The lasagna baked up luminously orange, bubbly, brown, and very rich. While it settled, I whipped up a bright salad using lettuce, baby spinach and French breakfast radishes from the community garden, dressed with a vinaigrette of Comice pear pureed with thyme, mustard, garlic, white balsamic vinegar and olive oil. The sweetness of the pear really helped balance those peppery radishes, and I threw in a few toasted seeds from that same pumpkin for crunch and synergy.

Lasagna Tre Sorelle

1 recipe fresh pasta dough or dry lasagna noodles

3 T butter
2 T all-purpose flour
2 T masa harina
3 C milk, or a combination of milk and stock (I used 1% milk and about 1/2 C leftover chicken stock)
1 C pumpkin puree
1/2 C grated Parmesan or Grana Padano
pinch of freshly grated nutmeg
pinch of cayenne or chipotle powder

2 T olive oil
1/2 a red onion, chopped
1 tsp garlic, minced
1 C cooking greens (measured after cleaning, chopping, blanching and squeezing very dry—or use frozen spinach, thawed and drained well)
4 oz cream cheese
1/2 C cooked or canned white beans
1/2 C Gruyere, grated
pinch of freshly grated nutmeg

Additional grated Gruyere and Parmesan or Grana Padano

Make the pumpkin cream sauce: Melt the butter in a large saucepan and stir in the all-purpose flour and masa until thick and bubbly. Pour in the milk and stir over medium low heat until thickened to the consistency of heavy cream, then add the pumpkin, seasonings and cheese. Add salt and pepper to taste. Set aside and keep warm.

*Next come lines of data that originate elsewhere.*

PR #92, opened 2026-04-17
Add moderation API support to gateway provider

tbille:
## Summary

Adds content moderation support to the Go SDK's gateway provider, exposing the gateway's `POST /v1/moderations` endpoint through a new `ModerationProvider` interface. Introduces `*errors.UnsupportedError` so callers can cleanly detect backends (e.g. Anthropic) that do not offer moderation.

## Changes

Make the greens filling: In a skillet, saute the onion and garlic in olive oil over medium heat until tender, then add the greens and a pinch of salt and nutmeg, and cook for several minutes until heated through. Turn off the heat and add the beans and cream cheese, using the back of your spoon to mash them up a little until the cream cheese melts. Gently stir in the Gruyere and set aside.

Roll out your pasta into sheets of an appropriate size for your 7×10 casserole dish, cook until al dente in boiling water; then drain, chill briefly in an ice water bath to stop cooking, and lay out on a towel to blot. Or cook lasagna noodles according to the package directions. Preheat the oven to 400F.

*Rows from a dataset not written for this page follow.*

PR #95, opened 2026-04-22
feat(anthropic): add json_schema structured output support

channel-dante:
## Summary

- Adds `json_schema` structured output support to the Anthropic provider by mapping `CompletionParams.ResponseFormat` to `anthropic.MessageNewParams.OutputConfig.Format` via the stable (non-beta) Anthropic SDK API
- Extracts an `applyResponseFormat` helper following the same pattern as `applyThinking` and sibling providers (OpenAI, Gemini, Ollama, Deepseek)
- Adds `responseFormatJSONObject` / `responseFormatJSONSchema` constants matching the naming convention in other providers

## Behavior

| Input | Result |
|---|---|
| `ResponseFormat = nil` | No change (existing behavior) |
| `Type = "json_object"` | No-op — Anthropic requires a schema; documented in code |
| `Type = "json_schema"`, `JSONSchema = nil` | No-op |
| `Type = "json_schema"`, valid schema | `OutputConfig.Format.Schema` set |

`Name`, `Description`, and `Strict` fields from `JSONSchema` are not forwarded — `anthropic.JSONOutputFormatParam` only accepts `Schema` and `Type`.

The feature works for both `Completion` and `CompletionStream` via the shared `convertParams`.

## Test Plan

- [x] 4 unit tests covering all input cases (`TestConvertParams_ResponseFormat`)
- [x] Integration test skipped without `ANTHROPIC_API_KEY` (`TestIntegrationCompletionWithStructuredOutput`)
- [x] Full test suite (`go test ./...`) passes with no regressions

### DIFF
--- a/providers/anthropic/anthropic.go
+++ b/providers/anthropic/anthropic.go
@@ -213,15 +213,7 @@ func (p *Provider) convertParams(params providers.CompletionParams) (anthropic.M
 		req.ToolChoice = convertToolChoice(params.ToolChoice, params.ParallelToolCalls)
 	}
 
-	if params.ResponseFormat != nil &&
-		params.ResponseFormat.Type == responseFormatJSONSchema &&
-		params.ResponseFormat.JSONSchema != nil {
-		req.OutputConfig = anthropic.OutputConfigParam{
-			Format: anthropic.JSONOutputFormatParam{
-				Schema: params.ResponseFormat.JSONSchema.Schema,
-			},
-		}
-	}
+	applyResponseFormat(&req, params.ResponseFormat)
 
 	applyThinking(&req, params.ReasoningEffort, maxTokens)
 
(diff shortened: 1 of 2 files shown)


providers/anthropic/anthropic.go
```diff
@@ -390,6 +398,26 @@ func applyThinking(req *anthropic.MessageNewParams, effort providers.ReasoningEf
 	}
 }
 
+// applyResponseFormat configures structured output on the request if applicable.
+func applyResponseFormat(req *anthropic.MessageNewParams, format *providers.ResponseFormat) {
```
peteski22, line 402: Could we add a subtest under `TestConvertParams_ResponseFormat` that passes a `providers.JSONSchema` with `Name`, `Description`, and `Strict` set alongside `Schema`, and asserts the result has only `OutputConfig.Format.Schema` populated? 

The PR body and inline comment both note that those three fields are dropped because the Anthropic SDK's `JSONOutputFormatParam` has no destination for them; pinning that in a test would make the contract explicit and guard against future SDK changes that accidentally pick one up.

peteski22 (commented):
The PR notes that structured output works for both `Completion` and `CompletionStream` via the shared `convertParams`. That's structurally true, but the unit tests only exercise the non-streaming path and the integration test calls `Completion`, not `CompletionStream`. 

Could we add one assertion that a `params` struct destined for the streaming path also produces the expected `OutputConfig.Format.Schema`? 

A call to `p.convertParams(params)` with a valid `json_schema` format, asserting the `OutputConfig` is set, is enough... we don't need to spin up a real stream.

peteski22 (approved):
🙏🏼 thanks @channel-dante. LGTM.

PR #267, opened 2019-02-06
Pin protobuf to v1.2.0

bovenyan:
Hey ygot developers. We are trying to deploy ygot as a dependency for our infra management system at scale. We would appreciate if we could pin a stable version for protobuf (v.1.2.0) instead of using the master branch.  I have tested that no test is broken with the stable protobuf version. 
Hope this can get accepted. 

Thanks!
Bo Yan

### DIFF
--- a/Gopkg.lock
+++ b/Gopkg.lock
@@ -3,67 +3,209 @@
 
 [[projects]]
   branch = "master"
+  digest = "1:107b233e45174dbab5b1324201d092ea9448e58243ab9f039e4c0f332e121e3a"
   name = "github.com/golang/glog"
   packages = ["."]
+  pruneopts = ""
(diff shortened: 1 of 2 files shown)


SVenky:
I signed it!

bovenyan:
I signed it!

robshakir:
Apologies for the delay replying. I'd prefer here to try and keep our dependencies against the master branch of these repos, such that we don't get out of sync. I think you should be able to override this within your project using the `[[override]]` directive in a local `Gopkg.toml`. Is this possible for you?

Thanks,
r.

bovenyan:
Hey @robshakir, 
Yes. That works for us. Thanks for the suggestion!

Best!
Bo Yan

PR #268, opened 2019-02-08
Implementation of getNodes, to handle also wildcards in the path.

idefixcert:
I need to get the nodes for path with wildcards as also the gnmi spec states.
e.g. interfaces/interface[name=*]
Therefore I implemented the piece of code.


idefixcert:
will come up with a new pull request

PR #270, opened 2019-02-11
Implementation of getNodes, to handle also wildcards in the path.

idefixcert:
I need to get the nodes for path with wildcards as also the gnmi spec states.
e.g. interfaces/interface[name=*]
Therefore I implemented the piece of code.


robshakir:
Thanks for the pull request!

We're not updating the package in `experimental` since we added the same functionality to the `ytypes` package. We have some handling there for wildcards, but through omission of a key. It should be relatively trivial to add support for the `*` wildcard.

Implementation should be a matter of:

 * Adding support [here](https://github.com/openconfig/ygot/blob/master/ytypes/node.go#L191) for the case where there is a single key specified but its value is explicitly "*". The same code can be used here.
 * Adding support [here](https://github.com/openconfig/ygot/blob/master/ytypes/node.go#L245) for the case where there is >1 key, but the key value is "*".

I'd propose to add an argument to [`retrieveNodeArgs`](https://github.com/openconfig/ygot/blob/master/ytypes/node.go#L32) which specifies whether to handle "*" keys, such that existing consumers who are expecting to be able to do literal matches against "*" can control this behaviour. 

I also notice that you've implemented this using a callback, rather than just returning the error. Was there a reason to make this design change?

Thanks!
r.

idefixcert:
@robshakir 
Thanx for the reply.

I will have a look at the code parts you pointed on.
So I will implement a solution there and open another pull request.

The implementation with a callback was chosen because I thought it fits more to the stream model of gnmi. But thats no problem will handle in future like it is implemented in the code you pointed me.

So should I close this pull request?

robshakir:
You can either update this PR, or we can close it and re-review in another one.

The main advantage of the callback seems to be that you potentially can send Notifications sooner whilst processing a query, rather than waiting for the query to be complete -- this might have performance advantages iff the callback allows Notification generation to be handled asynchronously. 

I'd like to split a change to support such a callback from the handling of wildcard keys represented by `*` if possible please.

Thanks -- look forward to the PR.

Cheers,
r.

idefixcert:
@robshakir I implemented your suggestions.
The tests run green.
At the moment I don't need the implementation with the callback.

idefixcert:
There is an error when build with the master repository of go, but I think thats not a problem of my commit. Can someone check that?

ytypes/node_test.go
```diff
@@ -1101,11 +1125,68 @@ func TestGetNode(t *testing.T) {
 			},
 		},
 		inPath: mustPath("/multilist[keyone=1][keytwo=2]"),
+		inArgs: []GetNodeOpt{&GetHandleWildcards{}},
```
robshakir: This looks like it changes this test case to test a different behaviour - i.e., with the wildcard handling enabled or not -- can we have two tests:
1. Explicit key match with wildcard handling off
2. Explicit key match with wildcarding handling on

ytypes/node_test.go
```diff
@@ -1101,11 +1125,68 @@ func TestGetNode(t *testing.T) {
...
+		wantTreeNodes: []*TreeNode{{
+			Data:   &multiListEntry{Keyone: ygot.Uint32(1), Keytwo: ygot.Uint32(2)},
+			Schema: multiKeyListSchema,
+			Path:   mustPath("/multilist[keyone=1][keytwo=2]"),
+		}, {
+			Data:   &multiListEntry{Keyone: ygot.Uint32(3), Keytwo: ygot.Uint32(2)},
+			Schema: multiKeyListSchema,
+			Path:   mustPath("/multilist[keyone=3][keytwo=2]"),
+		}},
```
robshakir: I'd suggest to add a test case for an incorrectly specified key name being used in both single key and multi-key scenarios with wildcard handling on.

ytypes/node.go
```diff
@@ -218,8 +220,22 @@ func retrieveNodeList(schema *yang.Entry, root interface{}, path, traversedPath
...
+				for k, v := range pe.Key {
+					pathElem.GetKey()[k] = v
+				}
+				pathElem.GetKey()[schema.Key] = keyAsString
+				nodes, err := retrieveNode(schema, listElemV.Interface(), util.PopGNMIPath(path), appendElem(traversedPath, pathElem), args)
+				if err != nil {
+					return nil, err
+				}
+
+				matches = append(matches, nodes...)
```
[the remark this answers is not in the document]
idefixcert: I thought the nodes can't be nill, we have the same situation in Line 203.

idefixcert:
Hey rob I refactored the code to the comments you made.

ytypes/node.go
```diff
@@ -186,40 +188,47 @@ func retrieveNodeList(schema *yang.Entry, root interface{}, path, traversedPath
...
-				return nil, status.Errorf(codes.NotFound, "schema key %s is not found in gNMI path %v, root %T", schema.Key, path, root)
+				if (args.handleWildcards && pathKey == "*") || keyAsString == pathKey {
+					match = true
+				}
 			}
+			if match {
+				keys, err := ygot.PathKeyFromStruct(listElemV)
+				// if err != nil {
+				// 	return nil, status.Errorf(codes.Unknown, "could not get path keys at %v: %v", traversedPath, err)
+				// }
```
idefixcert: There is a Problem with this error check.
If it turned on, we get errors in other tests.
The problem ist, the code hasn't be there before refactoring.

ytypes/node.go
```diff
@@ -218,8 +220,22 @@ func retrieveNodeList(schema *yang.Entry, root interface{}, path, traversedPath
...
+				pe := path.GetElem()[0]
+				pathElem := &gpb.PathElem{
+					Key:  map[string]string{},
+					Name: pe.Name,
+				}
+				for k, v := range pe.Key {
+					pathElem.GetKey()[k] = v
+				}
+				pathElem.GetKey()[schema.Key] = keyAsString
+				nodes, err := retrieveNode(schema, listElemV.Interface(), util.PopGNMIPath(path), appendElem(traversedPath, pathElem), args)
```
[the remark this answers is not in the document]
idefixcert: done

ytypes/node.go
robshakir: Can we leave it here please -- we need to check against `master` to see if something has changed. I'll review this.

idefixcert:
I created a new branch in my repo, and fixed all errors.
I create a new pull request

Assemble the lasagna: Spoon about a quarter cup of the pumpkin sauce into the bottom of your casserole and cover it generously with pasta. Spread about a third of your filling over the pasta, grate on a little more cheese if desired, and drizzle on a ladleful of pumpkin sauce. Repeat these layers two more times, ending with pasta, sauce, and plenty more cheese.

Bake at 400F for 20-30 minutes, until the cheese is golden brown on top and the sauce is very bubbly. Allow to rest for 10-15 minutes before serving, and serve with a salad on a cold night.